EXERCISE:
Each line of the data must be set down again without a single difference.

INPUT RECORDS:
*** Block opens ***
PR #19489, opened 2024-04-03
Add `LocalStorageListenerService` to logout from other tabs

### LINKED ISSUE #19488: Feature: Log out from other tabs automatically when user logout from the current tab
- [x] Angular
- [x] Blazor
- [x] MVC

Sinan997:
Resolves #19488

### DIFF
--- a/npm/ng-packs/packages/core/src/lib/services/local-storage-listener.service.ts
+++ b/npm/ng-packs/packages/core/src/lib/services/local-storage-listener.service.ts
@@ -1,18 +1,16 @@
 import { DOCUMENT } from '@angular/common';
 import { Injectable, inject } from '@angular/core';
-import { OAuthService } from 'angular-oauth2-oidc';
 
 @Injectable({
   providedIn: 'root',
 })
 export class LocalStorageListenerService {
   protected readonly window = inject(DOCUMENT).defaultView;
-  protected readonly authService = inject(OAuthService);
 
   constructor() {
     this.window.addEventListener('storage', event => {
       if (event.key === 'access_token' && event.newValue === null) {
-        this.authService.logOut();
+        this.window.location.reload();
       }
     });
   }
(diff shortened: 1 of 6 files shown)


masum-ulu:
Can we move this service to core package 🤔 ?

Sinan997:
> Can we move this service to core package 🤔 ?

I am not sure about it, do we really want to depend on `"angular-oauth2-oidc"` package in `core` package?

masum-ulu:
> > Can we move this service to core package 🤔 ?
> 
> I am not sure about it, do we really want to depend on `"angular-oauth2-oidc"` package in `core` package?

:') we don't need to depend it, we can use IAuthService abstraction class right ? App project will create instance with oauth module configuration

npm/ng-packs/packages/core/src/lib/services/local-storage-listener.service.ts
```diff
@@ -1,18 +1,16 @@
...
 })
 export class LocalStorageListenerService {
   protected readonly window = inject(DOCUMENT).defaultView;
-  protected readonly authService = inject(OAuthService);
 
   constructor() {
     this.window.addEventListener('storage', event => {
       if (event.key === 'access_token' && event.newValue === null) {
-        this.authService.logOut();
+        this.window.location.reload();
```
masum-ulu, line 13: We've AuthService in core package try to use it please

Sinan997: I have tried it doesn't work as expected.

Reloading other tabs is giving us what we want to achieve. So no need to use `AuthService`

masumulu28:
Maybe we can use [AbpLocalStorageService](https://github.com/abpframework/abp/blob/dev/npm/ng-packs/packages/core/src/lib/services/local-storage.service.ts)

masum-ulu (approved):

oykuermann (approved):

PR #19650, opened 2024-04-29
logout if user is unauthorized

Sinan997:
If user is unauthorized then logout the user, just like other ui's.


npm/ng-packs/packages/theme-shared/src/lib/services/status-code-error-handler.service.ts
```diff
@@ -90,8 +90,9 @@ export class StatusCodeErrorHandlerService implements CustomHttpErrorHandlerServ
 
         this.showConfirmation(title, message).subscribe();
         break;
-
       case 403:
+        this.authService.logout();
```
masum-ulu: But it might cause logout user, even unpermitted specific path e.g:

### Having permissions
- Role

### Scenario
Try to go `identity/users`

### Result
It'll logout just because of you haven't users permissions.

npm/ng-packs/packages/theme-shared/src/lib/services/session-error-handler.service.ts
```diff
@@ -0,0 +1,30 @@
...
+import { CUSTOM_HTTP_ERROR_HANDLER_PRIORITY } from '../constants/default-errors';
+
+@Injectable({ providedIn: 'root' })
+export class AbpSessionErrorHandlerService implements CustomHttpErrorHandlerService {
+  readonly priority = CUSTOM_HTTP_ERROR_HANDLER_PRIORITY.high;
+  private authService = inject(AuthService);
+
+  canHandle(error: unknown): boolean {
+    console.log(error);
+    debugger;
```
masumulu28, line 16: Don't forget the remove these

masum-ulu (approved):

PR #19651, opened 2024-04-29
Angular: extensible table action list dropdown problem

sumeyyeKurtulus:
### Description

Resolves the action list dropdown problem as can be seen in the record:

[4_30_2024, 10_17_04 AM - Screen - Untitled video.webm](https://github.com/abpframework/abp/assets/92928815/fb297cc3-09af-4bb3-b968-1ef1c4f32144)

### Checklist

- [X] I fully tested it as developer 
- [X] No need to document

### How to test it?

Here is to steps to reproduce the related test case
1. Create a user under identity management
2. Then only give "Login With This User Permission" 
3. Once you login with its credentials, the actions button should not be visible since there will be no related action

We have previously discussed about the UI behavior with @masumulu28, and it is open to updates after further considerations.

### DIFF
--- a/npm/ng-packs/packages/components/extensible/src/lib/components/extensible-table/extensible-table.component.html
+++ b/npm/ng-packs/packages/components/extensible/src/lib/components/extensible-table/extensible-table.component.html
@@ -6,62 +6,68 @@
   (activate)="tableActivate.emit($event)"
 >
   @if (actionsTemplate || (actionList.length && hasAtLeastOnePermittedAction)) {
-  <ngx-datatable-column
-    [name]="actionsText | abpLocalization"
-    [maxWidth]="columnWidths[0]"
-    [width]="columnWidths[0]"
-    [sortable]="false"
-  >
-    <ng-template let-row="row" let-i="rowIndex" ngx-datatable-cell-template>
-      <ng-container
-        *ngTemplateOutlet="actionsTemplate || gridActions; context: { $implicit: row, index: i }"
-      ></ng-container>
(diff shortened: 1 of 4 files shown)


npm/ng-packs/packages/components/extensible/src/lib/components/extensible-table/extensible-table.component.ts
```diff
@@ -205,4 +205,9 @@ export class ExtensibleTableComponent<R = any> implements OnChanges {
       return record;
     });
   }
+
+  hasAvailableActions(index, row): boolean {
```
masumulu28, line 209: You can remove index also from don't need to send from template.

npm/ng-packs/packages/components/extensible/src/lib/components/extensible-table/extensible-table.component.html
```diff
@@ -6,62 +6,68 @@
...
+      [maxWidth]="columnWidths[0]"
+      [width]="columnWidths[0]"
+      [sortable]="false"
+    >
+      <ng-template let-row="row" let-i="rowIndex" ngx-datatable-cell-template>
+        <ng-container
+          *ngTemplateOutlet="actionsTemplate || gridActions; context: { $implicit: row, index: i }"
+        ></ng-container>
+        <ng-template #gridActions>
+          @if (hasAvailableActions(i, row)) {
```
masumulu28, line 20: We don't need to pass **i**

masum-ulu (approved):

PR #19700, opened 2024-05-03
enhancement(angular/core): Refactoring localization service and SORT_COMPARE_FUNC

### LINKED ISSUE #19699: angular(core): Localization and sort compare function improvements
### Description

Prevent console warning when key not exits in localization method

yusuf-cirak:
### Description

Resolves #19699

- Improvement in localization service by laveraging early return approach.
*** Block closes ***
YOUR SOLUTION:
PR #19489, opened 2024-04-03
Add `LocalStorageListenerService` to logout from other tabs

### LINKED ISSUE #19488: Feature: Log out from other tabs automatically when user logout from the current tab
- [x] Angular
- [x] Blazor
- [x] MVC

Sinan997:
Resolves #19488

### DIFF
--- a/npm/ng-packs/packages/core/src/lib/services/local-storage-listener.service.ts
+++ b/npm/ng-packs/packages/core/src/lib/services/local-storage-listener.service.ts
@@ -1,18 +1,16 @@
 import { DOCUMENT } from '@angular/common';
 import { Injectable, inject } from '@angular/core';
-import { OAuthService } from 'angular-oauth2-oidc';
 
 @Injectable({
   providedIn: 'root',
 })
 export class LocalStorageListenerService {
   protected readonly window = inject(DOCUMENT).defaultView;
-  protected readonly authService = inject(OAuthService);
 
   constructor() {
     this.window.addEventListener('storage', event => {
       if (event.key === 'access_token' && event.newValue === null) {
-        this.authService.logOut();
+        this.window.location.reload();
       }
     });
   }
(diff shortened: 1 of 6 files shown)


masum-ulu:
Can we move this service to core package 🤔 ?

Sinan997:
> Can we move this service to core package 🤔 ?

I am not sure about it, do we really want to depend on `"angular-oauth2-oidc"` package in `core` package?

masum-ulu:
> > Can we move this service to core package 🤔 ?
> 
> I am not sure about it, do we really want to depend on `"angular-oauth2-oidc"` package in `core` package?

:') we don't need to depend it, we can use IAuthService abstraction class right ? App project will create instance with oauth module configuration

npm/ng-packs/packages/core/src/lib/services/local-storage-listener.service.ts
```diff
@@ -1,18 +1,16 @@
...
 })
 export class LocalStorageListenerService {
   protected readonly window = inject(DOCUMENT).defaultView;
-  protected readonly authService = inject(OAuthService);
 
   constructor() {
     this.window.addEventListener('storage', event => {
       if (event.key === 'access_token' && event.newValue === null) {
-        this.authService.logOut();
+        this.window.location.reload();
```
masum-ulu, line 13: We've AuthService in core package try to use it please

Sinan997: I have tried it doesn't work as expected.

Reloading other tabs is giving us what we want to achieve. So no need to use `AuthService`

masumulu28:
Maybe we can use [AbpLocalStorageService](https://github.com/abpframework/abp/blob/dev/npm/ng-packs/packages/core/src/lib/services/local-storage.service.ts)

masum-ulu (approved):

oykuermann (approved):

PR #19650, opened 2024-04-29
logout if user is unauthorized

Sinan997:
If user is unauthorized then logout the user, just like other ui's.


npm/ng-packs/packages/theme-shared/src/lib/services/status-code-error-handler.service.ts
```diff
@@ -90,8 +90,9 @@ export class StatusCodeErrorHandlerService implements CustomHttpErrorHandlerServ
 
         this.showConfirmation(title, message).subscribe();
         break;
-
       case 403:
+        this.authService.logout();
```
masum-ulu: But it might cause logout user, even unpermitted specific path e.g:

### Having permissions
- Role

### Scenario
Try to go `identity/users`

### Result
It'll logout just because of you haven't users permissions.

npm/ng-packs/packages/theme-shared/src/lib/services/session-error-handler.service.ts
```diff
@@ -0,0 +1,30 @@
...
+import { CUSTOM_HTTP_ERROR_HANDLER_PRIORITY } from '../constants/default-errors';
+
+@Injectable({ providedIn: 'root' })
+export class AbpSessionErrorHandlerService implements CustomHttpErrorHandlerService {
+  readonly priority = CUSTOM_HTTP_ERROR_HANDLER_PRIORITY.high;
+  private authService = inject(AuthService);
+
+  canHandle(error: unknown): boolean {
+    console.log(error);
+    debugger;
```
masumulu28, line 16: Don't forget the remove these

masum-ulu (approved):

PR #19651, opened 2024-04-29
Angular: extensible table action list dropdown problem

sumeyyeKurtulus:
### Description

Resolves the action list dropdown problem as can be seen in the record:

[4_30_2024, 10_17_04 AM - Screen - Untitled video.webm](https://github.com/abpframework/abp/assets/92928815/fb297cc3-09af-4bb3-b968-1ef1c4f32144)

### Checklist

- [X] I fully tested it as developer 
- [X] No need to document

### How to test it?

Here is to steps to reproduce the related test case
1. Create a user under identity management
2. Then only give "Login With This User Permission" 
3. Once you login with its credentials, the actions button should not be visible since there will be no related action

We have previously discussed about the UI behavior with @masumulu28, and it is open to updates after further considerations.

### DIFF
--- a/npm/ng-packs/packages/components/extensible/src/lib/components/extensible-table/extensible-table.component.html
+++ b/npm/ng-packs/packages/components/extensible/src/lib/components/extensible-table/extensible-table.component.html
@@ -6,62 +6,68 @@
   (activate)="tableActivate.emit($event)"
 >
   @if (actionsTemplate || (actionList.length && hasAtLeastOnePermittedAction)) {
-  <ngx-datatable-column
-    [name]="actionsText | abpLocalization"
-    [maxWidth]="columnWidths[0]"
-    [width]="columnWidths[0]"
-    [sortable]="false"
-  >
-    <ng-template let-row="row" let-i="rowIndex" ngx-datatable-cell-template>
-      <ng-container
-        *ngTemplateOutlet="actionsTemplate || gridActions; context: { $implicit: row, index: i }"
-      ></ng-container>
(diff shortened: 1 of 4 files shown)


npm/ng-packs/packages/components/extensible/src/lib/components/extensible-table/extensible-table.component.ts
```diff
@@ -205,4 +205,9 @@ export class ExtensibleTableComponent<R = any> implements OnChanges {
       return record;
     });
   }
+
+  hasAvailableActions(index, row): boolean {
```
masumulu28, line 209: You can remove index also from don't need to send from template.

npm/ng-packs/packages/components/extensible/src/lib/components/extensible-table/extensible-table.component.html
```diff
@@ -6,62 +6,68 @@
...
+      [maxWidth]="columnWidths[0]"
+      [width]="columnWidths[0]"
+      [sortable]="false"
+    >
+      <ng-template let-row="row" let-i="rowIndex" ngx-datatable-cell-template>
+        <ng-container
+          *ngTemplateOutlet="actionsTemplate || gridActions; context: { $implicit: row, index: i }"
+        ></ng-container>
+        <ng-template #gridActions>
+          @if (hasAvailableActions(i, row)) {
```
masumulu28, line 20: We don't need to pass **i**

masum-ulu (approved):

PR #19700, opened 2024-05-03
enhancement(angular/core): Refactoring localization service and SORT_COMPARE_FUNC

### LINKED ISSUE #19699: angular(core): Localization and sort compare function improvements
### Description

Prevent console warning when key not exits in localization method

yusuf-cirak:
### Description

Resolves #19699

- Improvement in localization service by laveraging early return approach.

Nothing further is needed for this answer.